黒潮の影響を受けた豊かな海に臨み、様々な魚介類が水揚げされることで知られる千葉県勝浦市。ここで販売されている、とある「フィッシュバーガー」に注目が集まっています。

このバーガーの原料に使われているのは「ブダイ」。もともと勝浦周辺には少なからず生息している魚なのですが、近年の海洋温暖化の影響で生息数を大きく増やしています。

新たなご当地「未利用魚ハンバーガー」が誕生! 『ブダイ』が使われている理由とは?ブダイ(提供:PhotoAC)

この魚の厄介なところは、海藻を好んで食べること。水温上昇で海藻の生育不良が起きているところにこの魚が増えてしまうと、生態系のバランスが崩れて海藻の生息量が激減し、海の砂漠化である「磯焼け」が発生してしまうのです。

そのため勝浦市は不動産企業と連携し、勝浦周辺のブダイの駆除を行って磯焼けから海を守る活動を行っています。その際に駆除されたブダイを活用すべく開発されたフィッシュバーガーが「勝浦ブルーバーガー」なのです。現在では当該企業が運営するゴルフコース内で試験的に提供されているといいます。

各地にある「未利用魚バーガー」

この「勝浦ブルーバーガー」のように、一般的にあまりメジャーではないけど食用価値はある魚、いわゆる「未利用魚」を活用した商品はいまや全国で販売されています。そして面白いことに、すくなからぬ未利用魚が「バーガー」に加工されています。

例えば長崎県の対馬では、ブダイ同様に磯焼けを引き起こしうるとされるアイゴを使用した「バリカツバーガー」が提供されています。また島根県の中海沿岸ではアカエイを使ったバーガーが、静岡県の駿河湾沿岸では深海性のサメを使ったバーガーが話題となりました。

新たなご当地「未利用魚ハンバーガー」が誕生! 『ブダイ』が使われている理由とは?アイゴ(提供:PhotoAC)

バーガーにするには、多くの場合魚を「フィッシュフライ」にします。
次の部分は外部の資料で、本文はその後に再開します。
PR #1978, opened 2023-03-29
instr(txnames): Log statsd metrics for transaction name changes

jjbayer:
Log changes made to the transaction name by the `TransactionProcessor` to get an idea of what percentage of transactions is affected, and by which mechanism.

未利用魚には、身は美味しいものの香りにやや癖があるものが多く、おいしく食べるにはひと手間かける必要があるのですが、そこに「バーガー」という調理法がなじみやすいのです。加えて「〇〇バーガー」というメニューはテイクアウトも可能で気軽に注文しやすく、町おこしにも使われやすいという利点もあるようです。

未利用魚が活用されていくために

ここからはちょっとバーガーの話からは離れるのですが……

現在、わが国で漁獲されている魚介類のうち、実に3割が未利用魚になっているという研究結果があります。その中には食用にできないものも多くありますが、ちゃんと料理すれば美味しいのにその方法が知られておらず、買い手がいないために未利用状態となっているものがたくさんあります。

特に最近多いのは、海洋環境の変化によって魚の生息域が変わり、それまでその地域で獲れていなかった魚ばかりが獲れるようになっているというものです。新たに獲れるようになった地域ではその魚を食べる文化がないため売値が付かず、廃棄されるようなことも少なくありません。

新たなご当地「未利用魚ハンバーガー」が誕生! 『ブダイ』が使われている理由とは?嫌われがちなアイゴも沖縄では人気食用魚(提供:PhotoAC)

我々がこれまでのように「魚食大国」であり続けようとするなら、その調理法についてより柔軟に、他の地域の食べ方を学んで試してみるというのが必要なのではないか…と筆者はしばしば考えています。獲れなくなった魚をありがたすぎず、今目の前で獲れている魚を美味しく食べることを、これからの我々は考えていかないといけないと思うのです。